The Biden administration has directed American troops in Poland to help open refugee processing centers, and has sent disaster specialists to the country. The White House is also asking Congress to approve $2.9 billion in funding for emergency humanitarian assistance for Ukraine ― a step that experts say is important because there are so many other global crises that the U.S. has already committed to addressing.

Some commentators have noted there’s a stark difference between the broad solidarity being shown to Ukrainians and the xenophobia and resistance that European governments like Hungary and Poland displayed toward people displaced by other conflicts, like the Syrian civil war.

Inside Ukraine, the ongoing fighting and broader disruption are making life harder for Ukrainians as they struggle to keep their country independent. Doctors Without Borders has suspended its operations, and other aid groups are wary of getting caught in the crossfire, particularly since U.S. intelligence suggests Russia will target prominent figures in civil society to try to weaken Ukraine.

Buckner said her Ukrainians colleagues are “patriots” who are balancing their desire to be safe with their commitment to helping others.

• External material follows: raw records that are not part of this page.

PR #2761, opened 2024-03-25
More elegant way to terminate On Air connection

rodja:
This pull-request get's rid of hacky signal handler registration to terminate the On Air connection. This also fixes issues with auto-reload when On Air is active.


falkoschindler (approved):
I can't really judge the difference, but the code looks plausible. 🤷🏻‍♂️
You can squash and merge, or we talk about it on Wednesday.

PR #2765, opened 2024-03-25
Adding upload_all argument for upload element

d-meehan:
Not sure what the most performant approach here is. I could remove the initial conditional check and have the lists populate regardless and only get used if the later conditional checks are met. Also had to adjust UploadEventArguments to accept lists, let me know if that's no good.

---

Feature request: #2698


falkoschindler (approved):
Thanks for the pull request, @d-meehan!
I just reviewed and improved the code a bit. Seems to work now. 👍🏻

rodja (approved):

PR #2054, opened 2023-11-21
FullCalendar Element

frankvp11:
Currently it's at the state where the element is working, however the documentation is not.
When I run the file websites/more_documentation/fullcalendar_documentation.py in it's current state, it works. However, when I comment out the last lines ( ui.run and main_demo()), and try to run the main.py file, it can't seem to find FullCalendar.
From the discord discussions, we believe this is because of a static file issue. 

Issues aside, in this current implementation, users can click on the events, add events "easily", and remove them aswell.
It also allows the user to choose their own options, a full list can be viewed here: https://fullcalendar.io/docs/view-specific-options
The basic ones though, are implemented in the documentation example.
Edit: One thing that I noticed is that I still need to remove the test_temp.py file (sorry about that, I will do that later today)

PR #2775, opened 2024-03-27
CodeMirror Element

frankvp11:
This is the PR that we discussed in #2760. Currently there are a few issues which I list below:
1. Sometimes it doesn't properly load all the resources, leading to the element not working properly - this can also be seen in the console, as it says CodeMirror is not defined
2. It currently does not yet support various things like 
   -Folding functions 
   -Autocomplete
and various other features that are supported.

Any help in making this work would be much appreciated.
One thing to note is that despite the fact that it logs that you are trying to fold it (when you do ctrl + ',' on the spot) it can't seem to figure out how to collapse it. The way that I am getting inspiration for this is from here https://codemirror.net/5/demo/folding.html. I realize that this is version 5, but I couldn't seem to figure anything else out that was semi-clear.

### DIFF
--- a/nicegui/elements/codemirror.js
+++ b/nicegui/elements/codemirror.js
@@ -1,0 +1,45 @@
+import { loadResource } from "../../static/utils/resources.js";
+
+export default {
+  template: `
+    <div style="width: 100%">
+      <textarea ref="myTextarea"></textarea>
+    </div>
+  `,
+  props: {
+    resource_path: String,
+  },
+  async mounted() {
+    // Load CodeMirror resources and initialize it
+    await this.$nextTick(); // NOTE: wait for window.path_prefix to be set
+    await Promise.all([
+      loadResource("https://cdnjs.cloudflare.com/ajax/libs/codemirror/6.65.7/codemirror.min.js"),
+      loadResource("https://cdnjs.cloudflare.com/ajax/libs/codemirror/6.65.7/codemirror.min.css"),
+      loadResource("https://cdnjs.cloudflare.com/ajax/libs/codemirror/5.63.1/theme/dracula.min.css"),
+      loadResource("https://cdnjs.cloudflare.com/ajax/libs/codemirror/6.65.7/mode/python/python.min.js"),
+      loadResource("https://cdnjs.cloudflare.com/ajax/libs/codemirror/6.65.7/addon/edit/closebrackets.min.js"),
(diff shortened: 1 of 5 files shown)


falkoschindler:
Thanks, @frankvp11! I just fixed a few minor things, but it already looks quite nice. 🙂

frankvp11:
I agree. I have yet to figure out how to get the other features working, as unfortunately there aren't many good examples of how you could integrate them in version 6. 
I've also taken the liberty to start working on an Monaco integration aswell. While this one is more limited in terms of future features, it is ultimately easier to implement things.
Some of the differences in my the two elements (Monaco and CodeMirror) is as follows:
1. CodeMirror has the ability (potentially) to support collaborative editing.
2. Monaco has minimaps
3. While possible in CodeMirror, code folding comes out of the box with Monaco despite being difficult to implement (yet to do it) in CodeMirror.
4. Monaco has find and replace, and bracket/string matching "out of the box"

For the Monaco editor, please let me know if you want that in a seperate PR or if it can go in this PR aswell (as it pertains to code editors).

chrschorn:
I would be interesting in helping our here. Do we need/want all features supported by codemirror for a first version of this? I think even without e.g. folding this would be a really helpful component to have in NiceGUI as long as it is reliable (top comment says "Sometimes it doesn't properly load all the resources, leading to the element not working properly").

rodja:
I agree with @chrschorn. A minimal working version should be the goal of this PR. We can add code folding, auto-completion etc in later additions.

frankvp11:
I agree also. I think to solve the problem of the modules not loading properly, we should download the files similar to how we did in https://github.com/zauberzeug/nicegui/pull/2054 and then use the loadResource function. That should get rid of the issues that I was facing earlier where it would take a few refreshes for the issues to go away

chrschorn:
@frankvp11 I could spend some time looking into this later this week. Let me know if that makes sense or if you're working on this right now.

frankvp11:
That would be great thanks. I've got exams for the next 2 weeks so my development time has gone to zero :sweat_smile:

rodja:
I think we can close this in favour of https://github.com/zauberzeug/nicegui/pull/2913 which hopefully gets merged for the next release. What do you think @frankvp11?

chrschorn:
Thank you for getting this started btw @frankvp11!

PR #2784, opened 2024-03-29
Added Monaco Element and Example

frankvp11:
Currently you might be able to tell that there are basically duplicates of the files, one in example and one as an actual element.
For some reason, I can't figure out how to get the imports working, due to require not being allowed / use-able. 
So, currently running main.py won't work on the element that we are trying to implement. Note that this is purely because of the import issues I was facing, which prompted me to make the example under /examples.
If you run the example, (examples/monaco_editor/main.py, you can see what I'm after, and how it works. 
This example can be deleted once the issue with importing is fixed.
This PR is an extension of #2775 and discussion #2760, where in this PR I implemented the Monaco Code Editor. 
In the example, it has the following features:
1. Code Folding (ie, fold functions) 
2. Find and replace built in
3. Multiple-line selection built in
4. Minimap (toggle-able)
5. Themes
6. and much more

You might also notice that DEPENDENCIES.MD is updated - I didn't stage all the changes from running npm.py because it was ~200, none of which were relevant. However, DEPENDENCIES.MD auto-updates with these changes, and thus some other packages look like their dependency has been updated. This is worthwhile considering


frankvp11:
Might anyone have an idea of how I can get the import working? 
Also, I'm wondering on what we might do for features like the Code Diff. This would require a different setup in some sense, my personal opinion is that we make a seperate class for that, but I'm not so sure. 
Let me know. Thanks

rodja:
Thanks for the effort @frankvp11. We would love to see this integrated but do not find the time to delve into the PR at the moment. Is anyone else able to push this further with @frankvp11?

Issue #2549, opened 2024-02-13
PyInstaller not found


hrauch:
### Description

I installed nicegui, pyinstaller and pywebview in a virtual environment with Python 3.12 and Windows 11. 
Trying your example on **https://nicegui.io/documentation/section_configuration_deployment** I get this error message:
**C:\Program Files\Python312\python.exe: No module named PyInstaller**
If I change the last line of your build.py script in
**subprocess.call(cmd, shell=True)**
everything is ok. May be that this modification is only needed with Windows 11.

falkoschindler:
Thanks for reporting this issue @hrauch!

Can anyone with Windows 11 reproduce the problem? Should we simply add `shell=True`?

JS-Aibel:
Not able to reproduce the problem.
Example [Configuration & Deployment | NiceGUI](https://nicegui.io/documentation/section_configuration_deployment#package_for_installation) OK for Windows 11.
I have nicegui and pyinstaller installed, not pywebview.

alimate2023:
If I use my virtual environment, it says I can't find the package. Try installing pyinstall and packaging it without the virtual environment.

gotev:
Been able to reproduce that on Windows 10 running a Python 3.12.2 virtual envronment and to find a solution. My multiplatform build script looks like this (Linux can be added as well):
```python
import platform
import os
import shutil

APP_NAME = 'Your App Name'

def remove(folder):
    if os.path.exists(folder):
        shutil.rmtree(folder)

def build_windows():
    return [
        'pyinstaller',
        'main.py',  # your main file with ui.run()
        '--name', APP_NAME,  # name of your app
        '--onedir',
        '--windowed',
        '--icon', 'AppIcon.ico'
    ]

def build_macos():
    return [
        'python',
        '-m', 'PyInstaller',
        'main.py',  # your main file with ui.run()
        '--name', APP_NAME,  # name of your app
        '--windowed',
        '--icon', 'AppIcon.icns'
    ]

build_matrix = {
    'Windows': build_windows,
    'Darwin': build_macos
}

if __name__ == "__main__":
    platform_name = platform.system()
    
    if platform_name not in build_matrix:
        print(f'Unsupported platform {platform_name}')
        sys.exit(1)

    subprocess.call(build_matrix[platform_name]())
```

falkoschindler:
Thanks @gotev!
[...]

PR #2789, opened 2024-03-30
#2549 feat: added build package script

gotev:
@falkoschindler added the script as per your instructions in #2549. The script is meant to be copied and used as a base package build script for nicegui users, who will need to also modify it for their own specific usage (e.g. adding resources, icons and so on)


falkoschindler (commented):
Thank you for the pull request, @gotev!

I just reviewed the code and refactored it a bit to organize common and platform-specific arguments more intuitively. And I introduced argparse to allow configuring the parameters from outside.

What do you think so far?

I wonder if we really need to call `pyinstaller` without `python -m` on Windows... And what's the reason for the extra `--onedir`? There might already be an explanation in one of the issues and discussions, but I honestly lost track of every detail. Good to have this script to capture them all! 🙂

falkoschindler:
@gotev You're right, we should be careful not to suggest or promise to wrap PyInstaller in all its glory, but to only give a starting point from which our users can deviate. I just thought it would be nice to have an executable documentation for how to package a NiceGUI app that is actually shipped with the library and which you can simply call for simple use cases.

(In the future) we can use it to guide the user to the most important arguments to consider and include some [hints](https://nicegui.io/documentation/section_configuration_deployment#package_for_installation), either in the help text or in form of console output, like "1. Make sure to set native=True...", "2. Note about packaging on macOS: ..." and so on.

Regarding the `--add-data` argument: It should already work as expected, i.e. `nicegui` is always added while you can additional data:

```bash
$ ./pack.py --add-data /foo --add-data /bar --dry-run main.py
python -m PyInstaller --name Your App Name --add-data /Users/falko/Projects/nicegui/nicegui --add-data /foo --add-data /bar --windowed main.py
```

gotev:
Got it, so let's proceed then. If we have a way to validate what the user is passing in `ui.run` before starting the packaging, it will be great, so we could simply fail the build printing out messages like `native=True is required` and so on.

Another useful thing we could add is to print out the full PyInstaller command before executing it, so it's clear we're providing a helper rather than a wrapper, reducing frictions for simple use cases and already giving the starting command for more complex scenarios.

falkoschindler:
I like the idea of always printing the command!
Detecting whether `native=True` is set could be challenging though. Users could make it dependent on some other flag like `native=PRODUCTION`, so that scanning for the string "native=True" is not enough. But we can postpone this feature and just print some short info text for now.

gotev:
Agreed!

As an idea to achieve that, we could detect if the app is running inside a pyinstaller package at runtime:

```python
def is_pyinstaller():
    return getattr(sys, 'frozen', False) or hasattr(sys, '_MEIPASS')
```
and validate run params. But that's for another PR 😉

falkoschindler:
I just looked into this PR and noticed some remaining points we need to address:

- [ ] Regarding our idea about checking for `native=True`: The [documentation](https://nicegui.io/documentation/section_configuration_deployment#package_for_installation) recommends using `--windowed` only with `native=True`. Conversely, we don't need `native=True` if `--windowed` is not set. So I wonder if we really should set `--windowed` by default. Maybe we don't set it, but add a new argument `--windowed` for pack.py with a description taken from the NiceGUI documentation.

- [ ] Same for `--onefile`: We should add it as an argument with a description from the NiceGUI documentation.

- [ ] We should add the remaining packaging tips to the help text.

- [ ] We should warn about not packaging with `reload=True`.

falkoschindler:
Ok, I added some more documentation to the pack.py script. Let's merge and improve it later.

“We’re all living with fears that there would be targeting of many kinds, but that’s one of the elements of a faith-based humanitarian organization: It’s really a cause, it’s really a calling,” she said. “That doesn’t make it easier, but it makes it more livable.”

Many Ukrainians have not yet received their salaries for the month of February, she noted, worsening the economic toll of the war. Analysts say the most important humanitarian assistance is cash, because trying to buy and ship food, for instance, incurs administrative costs and threatens already dysfunctional supply chains.

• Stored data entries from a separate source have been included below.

PR #2800, opened 2024-04-01
add efficient_chat_with_ai

merlinarer:
add an  efficient chat_with_ai example discussed in [here](https://github.com/zauberzeug/nicegui/discussions/2772)

### DIFF
--- a/examples/efficient_chat_with_ai/main.py
+++ b/examples/efficient_chat_with_ai/main.py
@@ -1,0 +1,87 @@
+#!/usr/bin/env python3
+from typing import List, Tuple
+
+from langchain.chains import ConversationChain
+from langchain.chat_models import ChatOpenAI
+from nicegui import context, ui
+OPENAI_API_KEY = 'not-set'  # TODO: set your OpenAI API key here
+
+
+class CustomChatMessage:
+    def __init__(self, cls):
+        self.pointer = 0
+        self.last_message = None
+        self.spinner = None
+        self.cls = cls
+
+    def chat(self, name, text):
+        with self.container:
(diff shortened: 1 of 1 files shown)


falkoschindler:
Thanks for the pull request, @merlinarer!

In order to keep it simple and more close to the original example, I updated the latter with the idea of incrementally building the UI from yours. Unfortunately, I'm always getting a rate limit when testing the UI. Can you or @rodja try if it works with your key?

rodja:
I made some changes to display error messages and fixed getting the content from a chunk. But somehow the response is still not streamed.@merlinarer, could you look into this?

merlinarer:
@rodja Have you tried my commit? I had already made it into streaming style.

merlinarer:
@rodja Have you tried my commit? I had already made it into streaming style.

merlinarer:
@rodja Have you tried my commit? I had already made it into streaming style.

merlinarer:
@rodja Have you tried my commit? I had already made it into streaming style.

rodja:
@merlinarer Yes, in `examples/efficient_chat_with_ai` the streaming works. @falkoschindler tried to move the ideas to `examples/chat_with_ai` because we rather would like to have only one very well working example. Maybe you can have a look at the implementation?

merlinarer:
@rodja @falkoschindler I abandoned `ConversationChain`, which would have some conflict with stream mode. Moreover, using `config={"callbacks": [NiceGuiLogElementCallbackHandler(log)]` is an alternative to set callbacks.

falkoschindler (approved):
Great! It works really nicely now. 🙂
Thanks a lot for the contribution, @merlinarer!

Meanwhile, thousands of families are facing the difficult decision of whether to separate or try to stay together. Ukraine is not allowing men between the ages of 18 and 60 to leave, saying they must stay to defend their nation.

It is widely expected that Russia’s assault will only become more brutal.

Despite Moscow’s claims that it is only attacking military targets, The New York Times verified an instance of a missile hitting a residential building in the Ukrainian capital of Kyiv, and on-the-ground reports say combat is taking place in civilian neighborhoods. Russian forces repeatedly hit civilians and facilities like hospitals in their recent offensive in Syria.

“I presume everyone understands we have not yet seen real war in Ukraine,” Artyom Lukin, an international relations scholar at the Far Eastern Federal University in Vladivostok, Russia, tweeted on Saturday. “It’s obvious the Russian military is under the order not to harm civilians and the infrastructure. Real war begins once this self-restraint is lifted. I fear to think what follows after this.”